The Tribe Has Spoken

Eli Susi makes the case not to be voted "off the island" in Survivor: UConn. She and her teammates are sitting behind the Homer Babbidge Library.

Eli Susi ’29 (ENG) unsuccessfully makes the case not to be voted “off the island.”

Two evenings a week during the fall and spring semesters, the “cast” of Survivor: UConn meets behind the Homer Babbidge Library for tribal council followed by an elaborate challenge, modeled after the long-running CBS competition show “Survivor.” Except for the weeks on end without showers or real food — and, sure, the competitors are sleeping in residence halls instead of makeshift shelters — it’s all here: immunity necklaces, idols, alliances, blindsides, voting out castmates, tiki torches. They even film and produce a show of the proceedings.

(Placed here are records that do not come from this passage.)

PR #5239, opened 2023-05-25
[lit] avoid rm *.pdb

python3kgae:
Rename .pdb to .dbg and put tmp pdb to tmp directory.

This is to avoid random fail caused by check *.pdb and rm *.pdb in different test.

### DIFF
--- a/tools/clang/test/DXC/embed_dbg.test
+++ b/tools/clang/test/DXC/embed_dbg.test
@@ -2,7 +2,7 @@
 // RUN: %dxc /T ps_6_0 %S/Inputs/smoke.hlsl /Zi /Qembed_debug /Fo %t.embedpdb
 // RUN: %dxc -dumpbin %t.embedpdb | FileCheck  %s --check-prefix=EMBED_PDB
 
-// RUN: ls -1 %T | FileCheck %s --check-prefix=PDB_NAME
+// RUN: ls -1 | FileCheck %s --check-prefix=PDB_NAME
 // PDB_NAME-NOT:.pdb{{$}}
 
 // Auto-embed debug info when no debug output, and expect warning signifying that this is the case.
--- a/tools/clang/test/DXC/embed_dbg.test
+++ b/tools/clang/test/DXC/embed_dbg.test
@@ -2,7 +2,8 @@
 // RUN: %dxc /T ps_6_0 %S/Inputs/smoke.hlsl /Zi /Qembed_debug /Fo %t.embedpdb
 // RUN: %dxc -dumpbin %t.embedpdb | FileCheck  %s --check-prefix=EMBED_PDB
 
-// RUN: ls -1 %T | not grep "\\.pdb$"
+// RUN: ls -1 %T | FileCheck %s --check-prefix=PDB_NAME
+// PDB_NAME-NOT:.pdb{{$}}
 
 // Auto-embed debug info when no debug output, and expect warning signifying that this is the case.
 // RUN: %dxc /T ps_6_0 %S/Inputs/smoke.hlsl  /Zi /Fo %t.embedpdb2 /Fe %t.err.embedpdb
--- a/tools/clang/test/DXC/fd_zs.test
+++ b/tools/clang/test/DXC/fd_zs.test
@@ -1,7 +1,7 @@
 // /Fd plus /Zs
-// RUN: %dxc /T ps_6_0 %S/Inputs/smoke.hlsl /Zs /Fd %t.pdb /Fo %t.dxo_fd
+// RUN: %dxc /T ps_6_0 %S/Inputs/smoke.hlsl /Zs /Fd %t.dbg /Fo %t.dxo_fd
 
-// RUN:FileCheck --input-file=%t.pdb %s --check-prefix=PDB && rm %t.pdb
+// RUN:FileCheck --input-file=%t.dbg %s --check-prefix=PDB
 // Make sure PDB not empty.
 // PDB:{{.+}}
 // RUN:FileCheck --input-file=%t.dxo_fd %s --check-prefix=FD_FO
--- a/tools/clang/test/DXC/ftime-trace.hlsl
+++ b/tools/clang/test/DXC/ftime-trace.hlsl
@@ -1,6 +1,5 @@
 // RUN: %dxc -E main -T vs_6_0 %s -ftime-trace | FileCheck %s
-// RUN: %dxc -E main -T vs_6_0 %s -ftime-trace=%t.json
-// RUN: cat %t.json | FileCheck %s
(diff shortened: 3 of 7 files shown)


tools/clang/test/DXC/strip_dbg.test
```diff
@@ -1,7 +1,11 @@
 // /Fd implies /Qstrip_debug ; path with / produces auto hash-named .pdb file
-// RUN: %dxc /T ps_6_0 %S/Inputs/smoke.hlsl /Zi /Fd ./ /Fo %t.strip
+
+// RUN: mkdir -p %T/pdbdir
```
tex3d, line 3: The issue with using `%T` instead of basing it off of `%t` is that it's not unique for this test.

tools/clang/test/DXC/embed_dbg.test
```diff
@@ -2,7 +2,8 @@
 // RUN: %dxc /T ps_6_0 %S/Inputs/smoke.hlsl /Zi /Qembed_debug /Fo %t.embedpdb
 // RUN: %dxc -dumpbin %t.embedpdb | FileCheck  %s --check-prefix=EMBED_PDB
 
-// RUN: ls -1 %T | not grep "\\.pdb$"
+// RUN: ls -1 %T | FileCheck %s --check-prefix=PDB_NAME
```
tex3d, line 5: How is there any chance of it randomly writing a pdb into this particular folder?  Originally, the check was for the working directory, not the folder containing the test, wasn't it?

tools/clang/test/DXC/strip_dbg.test
python3kgae: Fixed.

tex3d (approved):
LGTM.

tools/clang/test/DXC/embed_dbg.test
```diff
@@ -2,7 +2,8 @@
 // RUN: %dxc /T ps_6_0 %S/Inputs/smoke.hlsl /Zi /Qembed_debug /Fo %t.embedpdb
 // RUN: %dxc -dumpbin %t.embedpdb | FileCheck  %s --check-prefix=EMBED_PDB
 
-// RUN: ls -1 %T | not grep "\\.pdb$"
+// RUN: ls -1 | FileCheck %s --check-prefix=PDB_NAME
+// PDB_NAME-NOT:.pdb{{$}}
```
llvm-beanz, line 6: Is the point of this to get rid of the `grep` call? How are we going to handle tests from upstream that rely on `grep`?

tools/clang/test/DXC/ftime-trace.hlsl
```diff
@@ -1,6 +1,5 @@
 // RUN: %dxc -E main -T vs_6_0 %s -ftime-trace | FileCheck %s
-// RUN: %dxc -E main -T vs_6_0 %s -ftime-trace=%t.json
-// RUN: cat %t.json | FileCheck %s
+// RUN: %dxc -E main -T vs_6_0 %s -ftime-trace=%t.json && FileCheck %s --input-file=%t.json
```
llvm-beanz, line 2: This change is fine, but it also seems like you’re trying to remove a dependency on `cat`. I worry about this with upstream LLVM where tests are allowed to use `cat`

tools/clang/test/DXC/root_sig.test
```diff
@@ -26,8 +26,9 @@
 
 // Set root signature when already has one should succeed
 // RUN: %dxc %t.define.cso /dumpbin /setrootsignature %t.rootsig.cso /Fo %t.smoke.rsadded.cso
-// Make sure %t.smoke.rsadded.cso exist.
-// RUN: ls %t.smoke.rsadded.cso
+// Make sure %t.smoke.rsadded.cso not empty.
+// RUN:FileCheck --input-file=%t.define.cso %s --check-prefix=CSO
+// CSO:{{.+}}
```
llvm-beanz, line 31: This is probably fine for this change, but we should have a tool for inspecting the contents of the `cso` file so that we can ensure it is generated correctly.

tools/clang/test/DXC/fd_zs.test
```diff
@@ -1,7 +1,7 @@
 // /Fd plus /Zs
-// RUN: %dxc /T ps_6_0 %S/Inputs/smoke.hlsl /Zs /Fd %t.pdb /Fo %t.dxo_fd
+// RUN: %dxc /T ps_6_0 %S/Inputs/smoke.hlsl /Zs /Fd %t.dbg /Fo %t.dxo_fd
 
-// RUN:FileCheck --input-file=%t.pdb %s --check-prefix=PDB && rm %t.pdb
+// RUN:FileCheck --input-file=%t.dbg %s --check-prefix=PDB
```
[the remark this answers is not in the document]
python3kgae: This is to make sure no *.pdb in the directory so the test to test that can work.
If not do this, we have to rm the generated %t.pdb and still hit random fails when tests running at same time.

tools/clang/test/DXC/ftime-trace.hlsl
python3kgae: This is trying to unblock one branch pipeline temporarily.
Once we get updated VM which can run git usr bin, we can switch it back.

tools/clang/test/DXC/fd_zs.test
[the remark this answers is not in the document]
llvm-beanz: Ah, you're right. `%T` is shared across the directory.

I'm worried about the extent of issues we're having to work around in our tests to avoid problems with the internal build environment. I think we need to figure out a better solution.

tools/clang/test/DXC/embed_dbg.test
pow2clk: I think it bears adding a comment explaining that

tools/clang/test/DXC/fd_zs.test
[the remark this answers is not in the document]
pow2clk: The name isn't exactly random though is it? Can we duplicate the hash that determines what the name is and check the expected name?

Or perhaps using a custom target like below that uses `%t_pdbdir`? Or did I misunderstand that?

tools/clang/test/DXC/ftime-trace.hlsl
pow2clk: I think a comment should explain that then and these changes should be mentioned in the description if not the title since it only refers to the pdb naming changes.

pow2clk (commented):
I think we should mention that the main thrust of these changes is to avoid dependencies that are currently unavailable in certain testing environments in addition to the pdb conflict issue.

tools/clang/test/DXC/fd_zs.test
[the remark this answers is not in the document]
python3kgae: Created #5254 to check it by filename.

“I think of it as one massive brain-numbing puzzle, almost. … You never really know what’s going on, even if you think you know what’s going on,” says club vice president Sarah Vial ’26 (CLAS), a journalism and sociology double major from Bristol, Connecticut, who, along with current president Charles Langworth ’26 (CLAS), applied, interviewed, and was accepted to play during her first month at UConn. The gameplay gets just as strategic as it does on TV, says Vial. “College students are very perceptive, very competitive, and they understand that this environment is really out of the norm.”

How does that work out for a group of mostly first-years looking for friends?

“Consistently, after the season’s finished up, people become really close,” says Langworth, a psychological sciences major from Trumbull, Connecticut. “There’s a guy in our season who went on to win, who I voted to oust four times — he’s my roommate now.”